▶ _RECORD EXCERPTS_:
PR #752, opened 2015-07-30
ValidatingExtensionTrait first implementation

gajdaw:
Hi,
I think that developing  extensions is quite difficult right now. That's because when you declare an incorrect service, for example matcher with `StdClass()` in your extension `load()` method:

     /**
     * @param ServiceContainer $container
     */
    public function load(ServiceContainer $container)
    {
        $container->set('matchers.abc', function (ServiceContainer $c) {
            return new \StdClass();
        });
    }

then `phpspec` will silently die. It took me quite a while to debug this.
The trait in this PR aims to make writing extensions a little easier.

### DIFF
--- a/src/PhpSpec/ServiceContainer.php
+++ b/src/PhpSpec/ServiceContainer.php
@@ -234,7 +234,7 @@ class ServiceContainer
      *
      * @return array
      */
-    private function getPrefixAndSid($id)
+    public function getPrefixAndSid($id)
     {
         if (count($parts = explode('.', $id)) < 2) {
             return array(null, $id);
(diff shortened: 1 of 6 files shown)


src/PhpSpec/ServiceContainer.php
```diff
@@ -234,7 +234,7 @@ public function configure()
      *
      * @return array
      */
-    private function getPrefixAndSid($id)
+    public function getPrefixAndSid($id)
```
stof: I'm not a fan of exposing this method. It is an internal implementation detail.

gajdaw: I solved this by creating identical private method `getPrefixAndSid()` in the trait.

The code is in my branch:
https://github.com/gajdaw/phpspec/tree/base-extension-trait

Because PR is closed the code is not updated here. I wasn't sure if I would be able to fix broken tests on PHP 5.3. But I did it. 

If you consider this solution valuable can you, please, reopen this PR?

▶ _EXERCISE DIRECTIONS_:
Write the lines out exactly, from the one with "gajdaw: I solved" down to the last line of the listing, and leave out all others.

▶ _RESPONSE AREA_:
gajdaw: I solved this by creating identical private method `getPrefixAndSid()` in the trait.

The code is in my branch:
https://github.com/gajdaw/phpspec/tree/base-extension-trait

Because PR is closed the code is not updated here. I wasn't sure if I would be able to fix broken tests on PHP 5.3. But I did it. 

If you consider this solution valuable can you, please, reopen this PR?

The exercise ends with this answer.